Could you copy exactly the lines from the one containing "by the T9769A." through the last line of the records below, and nothing else?

PROVIDED INFORMATION START

PR #1185, opened 2019-09-19
Reimplement debug step/cont as a condition

D15C0DE:
Using the existing facilities for breakpoints allows us to optimize the code and greatly simplify it, while reducing global state.


m9710797:
I like this very much!

But before merging this patch, I need to sit down and carefully review it, and run some tests. Hopefully I can make time for it this weekend.  (A quickly cursory review looked fine).

Issue #1091, opened 2017-11-05
Support for undocumented V99x8 register 1 bit 2


MBilderbeek:
Apparently, this undocumented bit has at least the following effects on V9938 and V9958:
- Seems to change the clock source for the blink/page switch counter decrease from VSYNC to HSYNC.
- Seems to make the registers EO and IL at R#9 irrelevant. Whatever is in there, the VDP behaves as if both bits are 1

Test software: 
- http://msx2.org/Cadari/VDP.dsk
- https://pastebin.com/FEzBbcgA

See https://www.msx.org/forum/msx-talk/emulation/new-online-msx-emulator?page=47
See https://github.com/ppeccin/WebMSX/commit/b930be072e24c90e1356ce6f00fe5fdbbe2014ae

MBilderbeek:
Implemented via 0117dfd2f3daf66def88468af2b756bc8bfd2676

Thanks to @ducasp and @m9710797 .

MBilderbeek:
Thanks to the Wayback machine I was able to find back the vdp.dsk.... attached. Supposed to run on V9958.

[vdp.dsk.gz](https://github.com/user-attachments/files/30282592/vdp.dsk.gz)

The pastebin is this:
```basic
10 SCREEN 5
20 COLOR 0,0:VDP(1)=116
30 COLOR 15:VDP(14)=28
40 SETPAGE 0,1:CLS:SETPAGE 1:CIRCLE(120,106),100
50 GOTO 50
```

On my GT in Z80  mode it produces the same as in openMSX: 

https://github.com/user-attachments/assets/c6ec46f1-8f39-4318-ada7-850f24804ce2

grauw:
> Seems to make the registers EO and IL at R#9 irrelevant. Whatever is in there, the VDP behaves as if both bits are 1

That’s not true. The following test program results in flickering horizontal bands on a real MSX.

```basic
10 COLOR 15,1,1:SCREEN 5
20 SET PAGE 1,1:COLOR ,15:CLS
30 VDP(10)=VDP(10) OR 4
40 VDP(14)=&H11
50 VDP(1)=VDP(1) OR 4
60 I$=INPUT$(1):COLOR 15,4,4
```

It displays `page AND blink AND EO`, just like when the “caldari” bit is not set.

I think the IL flag is irrelevant to the behaviour since the only thing it does is slightly change the field timing so that monitors display it as interlaced rather than progressive.

grauw:
[...]

PR #1186, opened 2019-09-19
Support for undocumented v99x8 feature (3rd bit of register 1)

ducasp:
This implements the request #1091  , supporting the 3rd bit of VDP register 1 to change the clock source of blink.


src/video/VDP.hh
```diff
@@ -372,6 +372,31 @@ public:
 		       (!blinkState << 8);
 	}
 
+	/** Expresses the state of even/odd page interchange in a mask
+	  * on the line number. If even/odd interchange is active, for some
+	  * frames lines 256..511 (page 1) are replaced by 0..255 (page 0)
+	  * and 768..1023 (page 3, if appicable) by 512..767 (page 2).
```
D15C0DE: applicable

m9710797:
@ducasp: Thanks a lot for your patch!
I didn't have time yet to review it in detail (and I'm afraid I also won't have time in the following days). But I did have a quick look during lunch break. (Because I only took a quick look my following comments may be completely wrong).

Seems like a pretty straight-forward implementation. But I'm wondering about two things:

1) Is it needed to explicitly store the blinkStateMatrix[] array? Or could it's content be calculated on demand in the getEvenOddMask() function? At first sight i *think* it should be sufficient to store a reference line number (e.g. some line at which blinkCount==0 and blinkState=false) and from that you can deduce the full content of the array. This new state (either blinkStateMatrix[] or the reference line) should become part of the savestate (via VDP::serialize()).

2) After the previous point is addressed, is it still needed to put a synchronization point on every line? Currently it's still needed to call renderer->updateBlinkState(), but I wonder if that's really required, or if it can be handled in a different way (e.g. in SDLRasterizer<Pixel>::drawDisplay() you already query the state per line). The reason why I ask is because frequent synchronization points are relatively expensive to emulate (by itself a sync point or the code that it triggers is not expensive, but it does prevent optimizations in other sub-systems).

src/video/VDP.hh
ducasp: Last commit fixes this and the original comment

ducasp:
> @ducasp: Thanks a lot for your patch!
> I didn't have time yet to review it in detail (and I'm afraid I also won't have time in the following days). But I did have a quick look during lunch break. (Because I only took a quick look my following comments may be completely wrong).
> 
> Seems like a pretty straight-forward implementation. But I'm wondering about two things:
> 
> 1. Is it needed to explicitly store the blinkStateMatrix[] array? Or could it's content be calculated on demand in the getEvenOddMask() function? At first sight i _think_ it should be sufficient to store a reference line number (e.g. some line at which blinkCount==0 and blinkState=false) and from that you can deduce the full content of the array. This new state (either blinkStateMatrix[] or the reference line) should become part of the savestate (via VDP::serialize()).
> 2. After the previous point is addressed, is it still needed to put a synchronization point on every line? Currently it's still needed to call renderer->updateBlinkState(), but I wonder if that's really required, or if it can be handled in a different way (e.g. in SDLRasterizer::drawDisplay() you already query the state per line). The reason why I ask is because frequent synchronization points are relatively expensive to emulate (by itself a sync point or the code that it triggers is not expensive, but it does prevent optimizations in other sub-systems).

@m9710797 :

The main issue is that updateBlinkState currently does nothing, and the renderer currently is the one responsible for "blink" and "EO" related changes, using the EO related call to this function.... If EO and Blink got moved to the pixelrenderer, then probably getEvenOddMask would not be needed. But this is a way larger changer that might require much more time invested.

So, considering that we have the rasterizer checking the vram page when it is presenting, not when image is being built, and that the original approach worked fine as the EO and BLINK (not considering the undocumented feature) occur at most once per frame, that was fine. Once considering the undocumented feature and that blink might occur several times in the same frame, the approach failed to get the desired effect.

I'll check how difficult it would be to have an algorithm calculating it based on the line being requested, instead of having the matrix / synchronization point every frame line, I understand this might be way easier on the CPU.

ducasp:
@m9710797 

I think the latest commit achieves what you have suggested and is faithful to the real effect.

m9710797:
@ducasp : I merged I reworked version of this pull request. See the commit message of 0117dfd2f3da where I mentioned the most important differences.

Thanks again.

Issue #961, opened 2015-06-24
[Bug] MSX turboR is going too slow [sf#570]


openMSX-import:
**Reported by manuelbi on 2015-03-04 20:58 UTC**
The program posted here http://www.msx.org/forum/msx-talk/development/basic-hat?page=1:

```
10 DIM RR(320)
100 COLOR 15,1,1:SCREEN 6
110 FOR I=0 TO 320:RR(I)=193:NEXT I
130 XP=144:XR=4.71238905#:XF=XR/XP
140 FOR ZI=64 TO -64 STEP -1
150 ZT=ZI*2.25:ZS=ZT*ZT
160 XL=INT(SQR(20736-ZS)+.5)
170 ZX=ZI+160:ZY=90+ZI
180 FOR XI=0 TO XL
190 XT=SQR(XI*XI+ZS)*XF
200 YY=(SIN(XT)+SIN(XT*3)*.4)*56
210 X1=XI+ZX:Y1=ZY-YY
220 IF RR(X1)>Y1 THEN RR(X1)=Y1:PSET (X1,Y1),15
230 X1=ZX-XI
240 IF RR(X1)>Y1 THEN RR(X1)=Y1:PSET (X1,Y1),15
250 NEXT XI:NEXT ZI
260 GOTO 260
```

is supposed to run in about 22 seconds on a turboR GT in R800 mode with MSX-BASIC-kun 2.1. But in openMSX it takes much longer: about 58 seconds.

Interesting, because we also have a ticket that R800 emulation is too slow!

Looks like on blueMSX the time is much more like real hw: about 23 seconds.

openMSX-import:
**Commented by m9710797 on 2015-03-05 08:29 UTC**
There certainly are timing issues in the R800 emulation in openMSX. But a factor 2x-3x is very large. Therefore I'd suggest to first investigate other possible causes for this difference.

The 3 measurements discussed in the MRC forum where performed by 3 different people. Did all 3 test exactly the same configuration? E.g.
- Z80 vs R800-ROM vs R800-DRAM
- The Basic program typed in exactly the same way, including spaces (though maybe for basic-kun this matters less).
- But my prime suspect is the basic-kun code. Was it loaded in the same way? It makes a huge difference whether it's located in an external ROM vs loading it in RAM (IIRC with something like  bload"xbasic.bin",r)

[...]

Issue #989, opened 2015-12-18
[bug] Missing I/O slowdown on Panasonic MSX2+ machines in turbo mode


sdsnatcher:
I ran hit9918's VDPSPEED.BAS on both Panasonic FS-A1ST and FS-A1WX, and clearly the Panasonic MSX2+ machines have an I/O slowdown imposed by the engine (the M60014, in this case) with the turbo on as the S1990 does for the R800 mode of the TR.

The results are shown here:
http://www.msx.org/forum/msx-talk/hardware/vdp-speed-curiousity?page=7

The results of the WX were very close to the ST when both machines were on turbo mode. My suggestion is to use the S1990 delays for the Panasonic MSX2+ machines too. Maybe it isn't perfect, but it's certainly better than the broken machines we have currently. It can be perfected some day.

MBilderbeek:
Do I understand correctly that this delay
- is only implemented in MSX2+  machines with the turbo feature (5.37MHz)
- is only active when the turbo mode is active?

sdsnatcher:
When I opened the bug report, I meant it exactly as you just described. The delay only for turbo machines and only when the turbo is active.

But after that, I discovered that both Panasonic and Sanyo MSX2+ models also have another type of VDP I/O delay that takes place when there's no turbo activated. (*1) This delay causes the Unknown Reality sound scope demo to fail.

The relationship between the non turbo delay and the turbo delay is interesting: the T9769A always impose a delay for VDP access. Then, the gate array (M60014 chip) on Panasonics impose a longer delay only when the turbo is enabled. 

I don't know if you prefer this non-turbo delay as part of this bug report, or if you prefer it as a separate issue.

*1: Since on Sanyo machines the gate array has the turbo feature almost completely stripped, the only delay that exists on those machines is the one imposed by the T9769A.

Note: it seems that the T9769A used on MSX2+ models imposes a slightly longer delay than the T9769C used on Turbo-R models. This could explain why the Unknown Reality demo runs fine on TRs, but not on MSX2+ from Panasonic & Sanyo. It's either that, or the gate array of those MSX2+ machines also impose a delay when the turbo is off.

PROVIDED INFORMATION END

## EXERCISE RESPONSE
*1: Since on Sanyo machines the gate array has the turbo feature almost completely stripped, the only delay that exists on those machines is the one imposed by the T9769A.

Note: it seems that the T9769A used on MSX2+ models imposes a slightly longer delay than the T9769C used on Turbo-R models. This could explain why the Unknown Reality demo runs fine on TRs, but not on MSX2+ from Panasonic & Sanyo. It's either that, or the gate array of those MSX2+ machines also impose a delay when the turbo is off.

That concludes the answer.